I found this from Atrios to be insightful:
Adding to the post below about reporting/talking, campaign journalism is an area which is just filled with hackery. There's really no way to do interesting "straight reporting" about campaigns, aside from polls and hirings/firings. It's almost intrinsically "talking about the news" instead of reporting on it. So campaign journalism is part highly subjective narrative, part gossip, part anonymous backbiting, part reporter projection, part quoting sources with major conflicts of interest, part unrepresentative "man on the street interviews," etc. If I ran a newspaper, campaign reporting is the area where I'd begin chucking out the entire model of "balanced journalism" and recognize it for what it ineivtably is, a highly subjective description of what's going on. Reporters hide behind all the various devices given to them to try to take themselves out of the narrative, but ultimately they really are just creating the very subjective narrative they wish to create. So, drop the pretense and bring the reporter's voice forward.

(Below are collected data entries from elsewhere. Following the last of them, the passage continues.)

PR #61, opened 2022-06-05
Email timestamps backend

wizhaaa:
### Summary 

This PR implements the backend functionality of updating the firebase database with the time when the email was sent for each group. 

Updates the backend endpoint to send email to also update the timestamp field when the email is sent successfully. 

This pull request is the first step toward implementing setting the email sent timestamp. 

- [x] backend route and function
- [ ] front-end hitting the backend route #63 

# *New* Test Plan 

1. Submit student surveys 
2. Goto dashboard and match students. 

3. Hit the endpoint to send emails. Now requires more parameters (must input course Id, group number, and template name)
image

5. Goto localhost:4000 (or emulator site) and check that the `shareMatchEmailTimestamp` field is updated to the correct time. 

image

Alt: 
Pass in other templates results in different timestamp fields/values. 
image

6. Purple circle on hover next to group once timestamp is updated: 
image

### Notes and TODOs
Currently acceptable "template names". These are the same as the template name enum sean implemented, so theoretically shouldn't result in any errors. 
image

## Breaking changes 
send email endpoint requires more parameters. must update for #63

### DIFF
--- a/backend/functions/src/emailing/functions.ts
+++ b/backend/functions/src/emailing/functions.ts
@@ -11,12 +11,12 @@ type timestampsType = { [key: string]: string }
 
 const timestamps: timestampsType = {
   'Share matched results': 'shareMatchEmailTimestamp',
-  'First no match notification': 'checkInEmailTimestamp',
-  'Second no match notification': 'firstNoMatchEmailTimestamp',
-  'Request to add student to group': 'secondNoMatchEmailTimestamp',
-  'Request to add student to group (late)': 'addStudentEmailTimestamp',
-  'Ask to join group': 'lateAddStudentEmailTimestamp',
-  'Check in with groups': 'askJoinGroupEmailTimestamp',
+  'First no match notification': 'firstNoMatchEmailTimestamp',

Campaign reporting of the sort you might read in the Times is typically a glorified version of the type of “reporting on reporting” that you get when a celebrity story has burned through the tabloids for a week or so and the Times decides it wants a piece of the grubby action without getting its wingtips dirty. A few days into the Anna Nicolle story or Britney’s latest shenanigans or whatever latest hot news that isn’t “real news”, the Times will do a story on how other outlets are covering this bit of non-news and how excited people who don’t know any better seem to be about it. These attempts to hover above the fray while transparently cashing in on the salacity of the story are quite silly. Likewise, political reporters aspiring to be bloodless, opinionless automatons of objectivity only manage to deceive both the reading public and themselves that they are not part of the story, too.